━━━━━ INFORMATION

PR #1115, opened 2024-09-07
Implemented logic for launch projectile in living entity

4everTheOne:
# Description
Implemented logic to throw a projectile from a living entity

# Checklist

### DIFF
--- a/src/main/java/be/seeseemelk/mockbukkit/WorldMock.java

━━━━━━━━━━
━━━━━ INFORMATION

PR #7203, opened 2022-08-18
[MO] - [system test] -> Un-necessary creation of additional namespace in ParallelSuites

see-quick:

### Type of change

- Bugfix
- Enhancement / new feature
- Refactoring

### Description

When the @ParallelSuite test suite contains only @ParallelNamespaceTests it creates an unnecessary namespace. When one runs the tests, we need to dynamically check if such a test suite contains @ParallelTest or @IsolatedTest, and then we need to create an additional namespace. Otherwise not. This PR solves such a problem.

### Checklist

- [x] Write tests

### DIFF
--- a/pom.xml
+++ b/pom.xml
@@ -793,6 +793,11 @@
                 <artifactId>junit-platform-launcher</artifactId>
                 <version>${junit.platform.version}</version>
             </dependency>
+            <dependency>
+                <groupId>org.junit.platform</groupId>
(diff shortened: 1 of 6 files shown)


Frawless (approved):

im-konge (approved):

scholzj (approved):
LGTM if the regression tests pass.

━━━━━━━━━━
━━━━━ INFORMATION

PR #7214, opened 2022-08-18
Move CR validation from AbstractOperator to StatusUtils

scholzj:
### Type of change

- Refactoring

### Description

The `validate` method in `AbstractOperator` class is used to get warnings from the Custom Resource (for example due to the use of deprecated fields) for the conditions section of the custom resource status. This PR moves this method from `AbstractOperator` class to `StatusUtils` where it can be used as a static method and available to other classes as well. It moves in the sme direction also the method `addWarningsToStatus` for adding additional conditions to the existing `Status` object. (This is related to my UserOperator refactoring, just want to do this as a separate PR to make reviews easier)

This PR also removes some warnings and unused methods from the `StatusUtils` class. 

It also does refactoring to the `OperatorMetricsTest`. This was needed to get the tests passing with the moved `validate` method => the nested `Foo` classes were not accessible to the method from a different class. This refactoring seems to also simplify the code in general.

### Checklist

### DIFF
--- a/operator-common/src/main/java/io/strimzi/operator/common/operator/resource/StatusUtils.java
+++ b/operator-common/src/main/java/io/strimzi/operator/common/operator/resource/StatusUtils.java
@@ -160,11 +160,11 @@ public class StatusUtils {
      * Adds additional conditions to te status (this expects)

━━━━━━━━━━

**REQUIRED WORK:**
From the line holding "Implemented logic for" to the line holding "--- a/src/main/java/be/seeseemelk/mockbukkit/WorldMock.java", inclusive, restate each line above exactly as written.

**TASK SOLUTION:**
Implemented logic for launch projectile in living entity

4everTheOne:
# Description
Implemented logic to throw a projectile from a living entity

# Checklist

### DIFF
--- a/src/main/java/be/seeseemelk/mockbukkit/WorldMock.java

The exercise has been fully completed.